I caught both Follies and Anything Goes during a recent trip to New York City. Not only was it interesting to compare and contrast two musical revivals from different eras, but it was fun to find unexpected connections between the two productions.
Looking back for laughs
Anything Goes has long been held as the quintessential 1930s musical. For his 1934 score, gay composer/lyricist Cole Porter knocked out hit after hit song ("I Get a Kick Out of You," "All Through the Night," "You're the Top"), while a breezy and silly script set aboard a transatlantic ocean liner was cobbled together by the likes of P.G. Wodehouse, Guy Bolton, Howard Lindsay and Russel Crouse.
In actuality, though, the current Tony Award-winning Broadway revival of Anything Goes is really a "revisal." Back in 1987, playwrights Timothy Crouse and John Weidman revamped the original dated script for a Lincoln Center Theater revival starring Patti LuPone. The score was also reshuffled to restore songs cut from the original production and to interpolate other songs like "Friendship" and "It's De-Lovely" from other Porter shows.
Purists may grumble, but the 1987 version of Anything Goes is generally accepted as the best version for modern sensibilities. It's also the Tony Award-winning version that picked up even more Tony Awards this past season for star Sutton Foster as the sexy nightclub preacher Reno Sweeney, for director Kathleen Marshall's tap-happy choreography and 2011 musical revival for the Roundabout Theatre Company.
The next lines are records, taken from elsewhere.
PR #2479, opened 2022-02-07
mathbox cleanup: 4 lemmas renamed according to convention

glacode:
A minimal cleanup:

~ xlimmnflemim1 and ~ xlimmnflemim2 were actually lemmas for xlimmnfv

~ xlimpnflemim1 and ~ xlimpnflemim2 were actually lemmas for xlimpnfv

Thus, they've been renamed to

~ xlimmnfvlem1 , ~ xlimmnfvlem2 , ~ xlimpnfvlem1 , ~ xlimpnfvlem2

according to our convention.

### DIFF
--- a/discouraged
+++ b/discouraged
@@ -15600,6 +15600,7 @@ New usage of "fldhmsubcALTV" is discouraged (0 uses).
 New usage of "fnexALT" is discouraged (0 uses).
 New usage of "foco2OLD" is discouraged (0 uses).
 New usage of "fprodcom2OLD" is discouraged (0 uses).
+New usage of "frgrwopreglem5ALT" is discouraged (0 uses).
 New usage of "fsumcom2OLD" is discouraged (0 uses).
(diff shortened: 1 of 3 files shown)


avekens (changes requested):
If these theorems are actually lemmas only, this should be reflected in their comments. This means that the comments should start with "Lemma for ~ xlimmnfv : ...". This is used to show or suppress lemmas in theorem lists (see option /SHOW_LEMMAS for WRITE THEOREM_LIST).

benjub:
I agree with @avekens. And they should be labeled and commented as "lemmas" only if they have no interest in themselves (that is, if nothing would be lost if they were simply "inlined" in the proofs of the theorems for which they are lemmas).

jkingdon (approved):

benjub:
Merging. Hopefully @glacode can implement @avekens's remarks in a near-future PR.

There are few things to quibble about the Roundabout revival. In some ways you can tell it was done on the cheap, since a plush dog is used in place of a real one, while Derek McLane's pushed-to-the-front ocean liner set occasionally wobbles where it shouldn't.
The broad jokester style of the show with cartoon-harmless gangsters and loads of sexual innuendo is also bound to get on the nerves of some audiences. But I personally surrendered to this revamped period show which emphasizes fun, fun, fun above all else.
Foster came across as a sweet Reno Sweeney, but was also appropriately brassy when called for (Foster was also a powerhouse with the choreography). Colin Donnell was a very handsome and funny Billy Crocker, while British actor Adam Godley milked all the verbal and physical humor out of the malapropism-prone Lord Evelyn Oakleigh.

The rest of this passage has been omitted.